> **ACTIVITY**
Your reply should hold only the lines from the records below where "specified" occurs.

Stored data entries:
%%

PR #75, opened 2020-09-03
Editorial bits from AD review

kaduk:
This is supposed to all be editorial stuff, and I split a couple changes out into separate commits in case they're not actually desired.

### DIFF
--- a/draft-ietf-tls-dtls-connection-id.md
+++ b/draft-ietf-tls-dtls-connection-id.md
@@ -497,8 +497,11 @@ that is malicious. This attack is of concern when there is a large asymmetry
 of request/response message sizes. 
 
 Additionally, an attacker able to observe the data traffic exchanged between 
-two DTLS peers is able to replay datagrams with modified IP address/port numbers
-if the optional DTLS replay detection functionality is not in use. 
+two DTLS peers is able to modify IP address/port numbers without causing the
+packet to be rejected by the recipient.  When the optional DTLS replay
+detection is not in use, such an attacker can also replay the observed packets,
+and the multiple copies of each packet can have different IP address/port
+numbers as well.
 
 The topic of peer address updates is discussed in {{peer-address-update}}.
 
@@ -519,8 +522,8 @@ TBD1    connection_id   -        Y          N           [[This doc]]
 
 Note: The value "N" in the Recommended column is set because this 
 extension is intended only for specific use cases. This document describes 
-an extension for DTLS 1.2 only; it is not applicable to TLS, and
-analogous functionality for DTLS 1.3 is described in {{I-D.ietf-tls-dtls13}}. 
+the behavior of this extension for DTLS 1.2 only; it is not applicable to TLS, and
+its usage for DTLS 1.3 is described in {{I-D.ietf-tls-dtls13}}.
 
 IANA is requested to allocate tls12_cid(TBD2) in the "TLS ContentType
 Registry". The tls12_cid ContentType is only applicable to DTLS 1.2.
--- a/draft-ietf-tls-dtls-connection-id.md
+++ b/draft-ietf-tls-dtls-connection-id.md
@@ -244,7 +244,7 @@ zeros
 
 ~~~
      struct {
-         ContentType special_type = tls12_cid; 
+         ContentType outer_type = tls12_cid; 
          ProtocolVersion version;
          uint16 epoch;
          uint48 sequence_number;
@@ -255,7 +255,7 @@ zeros
 ~~~~
 {: #dtls-ciphertext title="DTLS 1.2 CID-enhanced Ciphertext Record."}
 
-special_type
+outer_type
 :  The outer content type of a DTLSCiphertext record carrying a CID
    is always set to tls12_cid(TBD2). The real content
    type of the record is found in DTLSInnerPlaintext.real_type after
--- a/draft-ietf-tls-dtls-connection-id.md
+++ b/draft-ietf-tls-dtls-connection-id.md
@@ -138,7 +138,7 @@ receive as a CID in encrypted records, it is possible
 for an endpoint to use a globally constant length for such connection
 identifiers.  This can in turn ease parsing and connection lookup,
 for example by having the length in question be a compile-time constant.
-Such implementations must still be able to send
+Such implementations MUST still be able to send
 CIDs of different length to other parties.
 Implementations that want to use variable-length CIDs are responsible
 for constructing the CID in such a way that its length can be determined
--- a/draft-ietf-tls-dtls-connection-id.md
+++ b/draft-ietf-tls-dtls-connection-id.md
@@ -263,7 +263,13 @@ outer_type
 
 cid
 :  The CID value, cid_length bytes long, as agreed at the time the extension
-   has been negotiated.
+   has been negotiated.  Recall that (as discussed previously) each peer chooses
+   the CID value it will receive and use to identify the connection, so an
+   implementation can choose to always recieve CIDs of a fixed length.  If,
+   however, an implementation chooses to receive different lengths of CID,
+   the assigned CID values must be self-deliniating since there is no other
+   mechanism available to determine what connection (and thus, what CID length)
+   is in use.
 
 enc_content
 :  The encrypted form of the serialized DTLSInnerPlaintext structure.
--- a/draft-ietf-tls-dtls-connection-id.md
+++ b/draft-ietf-tls-dtls-connection-id.md
@@ -69,7 +69,7 @@ receiver will be unable to locate the correct security context.
 
 #  Introduction
 
-The Datagram Transport Layer Security (DTLS) protocol was designed for
+The Datagram Transport Layer Security (DTLS) {{RFC6347}} protocol was designed for
 securing connection-less transports, like UDP. DTLS, like TLS, starts
 with a handshake, which can be computationally demanding (particularly
 when public key cryptography is used). After a successful handshake,
@@ -77,11 +77,11 @@ symmetric key cryptography is used to apply data origin
 authentication, integrity and confidentiality protection. This
 two-step approach allows endpoints to amortize the cost of the initial
 handshake across subsequent application data protection. Ideally, the
-second phase where application data is protected lasts over a longer
+second phase where application data is protected lasts over a long
 period of time since the established keys will only need to be updated
 once the key lifetime expires.
 
-In the current version of DTLS, the IP address and port of the peer are used to
+In DTLS as specified in RFC 6347, the IP address and port of the peer are used to
 identify the DTLS association. Unfortunately, in some cases, such as NAT rebinding,
 these values are insufficient. This is a particular issue in the Internet of Things
 when devices enter extended sleep periods to increase their battery lifetime. The
@@ -138,10 +138,11 @@ receive as a CID in encrypted records, it is possible
 for an endpoint to use a globally constant length for such connection
 identifiers.  This can in turn ease parsing and connection lookup,
 for example by having the length in question be a compile-time constant.
-Implementations, which want to use variable-length CIDs, are responsible
+Such implementations must still be able to send
+CIDs of different length to other parties.
+Implementations that want to use variable-length CIDs are responsible
 for constructing the CID in such a way that its length can be determined
-on reception. Such implementations must still be able to send
-CIDs of different length to other parties. Note that there is no CID 
+on reception.  Note that there is no CID
 length information included in the record itself.
 
 In DTLS 1.2, CIDs are exchanged at the beginning of the DTLS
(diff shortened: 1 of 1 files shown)


draft-ietf-tls-dtls-connection-id.md
```diff
@@ -138,10 +138,11 @@ receive as a CID in encrypted records, it is possible
 for an endpoint to use a globally constant length for such connection
 identifiers.  This can in turn ease parsing and connection lookup,
 for example by having the length in question be a compile-time constant.
-Implementations, which want to use variable-length CIDs, are responsible
+Such implementations must still be able to send
+CIDs of different length to other parties.
```
boaks, line 142: That's an interesting point. some weeks ago I considered to raise an issue for that. Generally constraint peers don't limit the CID length just for fun. They are not able to use larger ones. The upper limit of 255 bytes (hope I'm right) is more academical value. I guess, in constraint deployments 32 bytes will be mostly enough. My conclusion was therefore, that a server just documents his max. CID length. If more flexibility is really required, but constraint devices should be supported, I guess that max cid-length must be negotiated.

draft-ietf-tls-dtls-connection-id.md
```diff
@@ -370,25 +377,30 @@ receive and process DTLS records. No such test is defined in this	specification.
...
 Section 4.1.2.6 of DTLS 1.2. Both solutions, the "anti-replay window" or 
-"newer algorithm" will prevent address updates from replay attacks while the 
+"newer" algorithm, will prevent address updates from replay attacks while the 
 latter will only apply to peer address updates and the former applies to any 
 application layer traffic.
 
+Note that datagrams that pass the DTLS cryptographic verification procedures
+but do not trigger a change of peer address are still valid DTLS records and
+are still to be passed to the application.
+
```
boaks, line 389: Great clarification note!

draft-ietf-tls-dtls-connection-id.md
kaduk: The intent here was just to improve the readability of the transition from "when/how you can use fixed CID length" to "considerations about variable-length CIDs"; the actual technical requirements are specified elsewhere in the document.
(I think I also asked a question about whether there would be reason to lower the 255-byte limit, in the emailed review comments, which might be a better place to discuss this topic.)

It seems that the scenario where a node can only handle max (say) 32 byte CID is asymmetric if that node is client or server.  If it's the server, it has the option of rejecting CID entirely if the client uses a longer CID than it supports, but the client would have to do a fallback dance (retry without the CID extension) if the server said to use a "too-long" CID.  I was reluctant to suggest a very small cap on CID length since (IIRC) some people wanted to use the CID value as a self-encrypted blob to store routing information/etc.

ekr: FWIW, QUIC caps it at 20 octets, but does not allow the peer to indicate a restriction.

draft-ietf-tls-dtls-connection-id.md
```diff
@@ -254,15 +255,21 @@ zeros
...
    decryption.
 
 cid
 :  The CID value, cid_length bytes long, as agreed at the time the extension
-   has been negotiated.
+   has been negotiated.  Recall that (as discussed previously) each peer chooses
+   the CID value it will receive and use to identify the connection, so an
+   implementation can choose to always recieve CIDs of a fixed length.  If,
+   however, an implementation chooses to receive different lengths of CID,
+   the assigned CID values must be self-deliniating since there is no other
```
```suggestion
   the assigned CID values must be self-delineating since there is no other
```

draft-ietf-tls-dtls-connection-id.md
```diff
@@ -486,7 +497,8 @@ that is malicious. This attack is of concern when there is a large asymmetry
 of request/response message sizes. 
 
 Additionally, an attacker able to observe the data traffic exchanged between 
-two DTLS peers is able to replay datagrams with modified IP address/port numbers. 
+two DTLS peers is able to replay datagrams with modified IP address/port numbers
+if the optional DTLS replay detection functionality is not in use.
```
ekr: I think it would be better to just note that you can replace those packets. the replay point seems like a distraction.

draft-ietf-tls-dtls-connection-id.md
```diff
@@ -506,8 +519,8 @@ TBD1    connection_id   -        Y          N           [[This doc]]
 
 Note: The value "N" in the Recommended column is set because this 
 extension is intended only for specific use cases. This document describes 
-an extension for DTLS 1.2 only; it is not to TLS (1.3). The DTLS 1.3 
-functionality is described in {{I-D.ietf-tls-dtls13}}. 
+an extension for DTLS 1.2 only; it is not applicable to TLS or DTLS 1.3.
+Analogous functionality for DTLS 1.3 is described in {{I-D.ietf-tls-dtls13}}.
```
ekr: This text actually seems like it's OBE, as DTLS 1.3 uses the same extension.

ekr (changes requested):

draft-ietf-tls-dtls-connection-id.md
kaduk: The replays will be accepted as valid, though, whereas arbitrary replacement would not.
Or are you saying that those *fields* can be replaced, not the packets themselves...

ekr: what I'm saying is that you could have suppressed the packets and played them with your own IP and that attack would be just as good and isn't prevented by the DTLS anti-replay mechanism.

boaks: > played them with your own IP

That "own IP" isn't used for too much, potentially to send a message back.
With "IP changes only on newer messages (according the record sequence number)", that narrows the attack to even that "newest package once", until an other message gets the newest (including the spoofed message itself). 
I tried to express my assumption about that attack in my comment to PR #71 .
For me it seems to be not too likely, that someone tries to DDoS using something, waiting passive for passing messages instead of active generating messages. That's mainly a question of the assumed message volume.

kaduk: I think the goal here is to describe what can be done; there may not need to be a great motivation for or benefit from doing so.

I took a harder think about about this and pushed some new text.  I think that it is still worth talking about the replay case, since the replays can be modified as well, but the straight-up modification case is more promiinent.

draft-ietf-tls-dtls-connection-id.md
kaduk: Some further updates pushed here.  It seems simplest to put the 'CH,SH' in the TLS 1.3 column in this document rather than have dtls13 modify the registration, but there's also a decent argument for keeping all the 1.3 stuff out of this document.  (So I made it as a separate commit that is easy to remove if needed.)

draft-ietf-tls-dtls-connection-id.md
boaks: Let me first mention, that both, the new text and ekr's comment are pretty right.

But since more than a year it seems to be still unclear, if, beside an "amplification attack", that causes any more trouble? So, yes, that is a possible scenario, that someone is changing the ip-address. But with that, what will be the negative effect of that? The record will be processed and only the usage of that spoofed address to send something back seems to be the critical part.

FMPOV, it' s very easy:
if the ip-address is moved out of cryptographic validation with the CID,
-  then this is either very general a "no go", because it's not possible to limit the damage of it
- or it is possible to define the limits of that attacks.

So, is this going to define the limits? Or should we consider, that, if the ip-address is outside of the cryptographic validation, it's not possible to define that?

draft-ietf-tls-dtls-connection-id.md
```diff
@@ -486,7 +497,11 @@ that is malicious. This attack is of concern when there is a large asymmetry
 of request/response message sizes. 
 
 Additionally, an attacker able to observe the data traffic exchanged between 
-two DTLS peers is able to replay datagrams with modified IP address/port numbers. 
+two DTLS peers is able to modify IP address/port numbers without causing the
+packet to be rejected by the recipient.  When the optional DTLS replay
+detection is not in use, such an attacker can also replay the observed packets,
```
boaks, line 501: I'm not sure. 
For me "replay protection" requires more than the "newer filter". But the "newer filter" would already provide a level of protection, which is comparable with the "replay protection".

draft-ietf-tls-dtls-connection-id.md
boaks: > what I'm saying is that you could have suppressed the packets and played them with your own IP and that attack would be just as good and isn't prevented by the DTLS anti-replay mechanism.

Is the intention of this clarification, that the simple-cases, where either a "replay-protection" or a "newer" may help, should be removed and the "address validation" should be accented?

kaduk: My main goal here is to accentuate aspects that are different and possibly "surprising" than regular DTLS due to the addition of the CID (and no longer relying on 5-tuple).  In regular DTLS the attacker can't modify the IP addresses because they're a lookup key, so the ability to do that at all is noteworthy.  Likewise, for regular DTLS (without replay protection) an attacker can replay many copies, but the addresses in them (and thus the entire packet itself) have to be the same every time.  With CIDs, the replayed copies don't have to be bit-for-bit identical, which also seems noteworthy -- it's a "malleable" replay.  The specific consequences of this will vary from case to case, and the one "amplification" attack that we've identified so far is particularly frightening (and we have some partial mitigations for), but we should still state the new properties since we are not considering all potential use cases.  In other words, the goal here is not to specify exactly all sorts of "trouble" this can cause, but rather to note the difference from the previous state of affairs, so that the reader can think about how (if at all) it affects their use case.  With that mindset, I do not find the question of whether it is possible to define the "limits of that attacks" to be worth pursuing very much.

draft-ietf-tls-dtls-connection-id.md
kaduk: The replay protection has to handle out-of-order delivery, usually with a sliding window that tracks whether the most recent N packets have been seen or not.  I'm not sure I understand your question here, though.

boaks: Try to precise my saying:

The general issue of "replay" is **not** introduced by CID. The general protection against such "replay" is already in RFC6347. I would prefer, if this draft focus on the changes and **new** threats caused by CID and not repeat the ones, which apply also without CID.

draft-ietf-tls-dtls-connection-id.md
boaks: > With CIDs, the replayed copies don't have to be bit-for-bit identical, which also seems noteworthy

Example?

boaks: > In other words, the goal here is not to specify exactly all sorts of "trouble" this can cause, but rather to note the difference from the previous state of affairs, so that the reader can think about how (if at all) it affects their use case. 

> With that mindset, I do not find the question of whether it is possible to define the "limits of that attacks" to be worth pursuing very much.

I would prefer, if the first is discussed in the community, so that everybody can benefit from the accumulated result. That requires on my view, to address or discuss the considered "limits of that attacks".

draft-ietf-tls-dtls-connection-id.md
boaks: Let me add:

> is able to modify IP address/port numbers without causing the packet to be rejected by the recipient.

That seems to be generally true, even without CID. Otherwise (s)NATs  will not work.
What is introduced with CID, is that a **different** modification (different from such a potential modification during the handshake), may be applied. CID is especially made for that scenario. And there are no direct means to precise distinguish such assumed changes from those, which are applied by an attacker. At least not without an additional data exchange. There may be some scenarios considered to be more likely as an attack than others, but that are more assumptions.

boaks: > Additionally, an attacker able to observe the data traffic exchanged between two DTLS peers is able to replay datagrams with modified IP address/port numbers.

I understand two issues here:
- message replay (reprocess the received data). CID doesn't change that, so [RFC6347 Anti-Replay](https://tools.ietf.org/html/rfc6347#section-4.1.2.6) is still valid.
- address/port change. The effect depends on the [peer-address-update](https://github.com/tlswg/dtls-conn-id/blob/master/draft-ietf-tls-dtls-connection-id.md#peer-address-update-peer-address-update).

The only change I see, that it may be considered to be easier for an observer to replay the message with the **own address** compared to replay it spoofing the original address as source address.

draft-ietf-tls-dtls-connection-id.md
hannestschofenig: I am fine with the editorial change. As there is no desire to change implementation of the mechanism or to add new requirements I believe there is not much more to do with this item.

draft-ietf-tls-dtls-connection-id.md
hannestschofenig: I don't care about the direction we take here. If you think it is easier for IANA to register the value with this document then that's fine for me.

draft-ietf-tls-dtls-connection-id.md
```diff
@@ -138,10 +138,11 @@ receive as a CID in encrypted records, it is possible
 for an endpoint to use a globally constant length for such connection
 identifiers.  This can in turn ease parsing and connection lookup,
 for example by having the length in question be a compile-time constant.
-Implementations, which want to use variable-length CIDs, are responsible
+Such implementations must still be able to send
```
```suggestion
Such implementations MUST still be able to send
```

draft-ietf-tls-dtls-connection-id.md
ekr: I think there is a normative MUST here.

draft-ietf-tls-dtls-connection-id.md
hannestschofenig: From the discussions I wonder whether we should make this text change. It looks like it confuses more than it clarifies.

draft-ietf-tls-dtls-connection-id.md
hannestschofenig: MUST language added.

%%

> **WRITTEN RESPONSE**
+In DTLS as specified in RFC 6347, the IP address and port of the peer are used to
kaduk: The intent here was just to improve the readability of the transition from "when/how you can use fixed CID length" to "considerations about variable-length CIDs"; the actual technical requirements are specified elsewhere in the document.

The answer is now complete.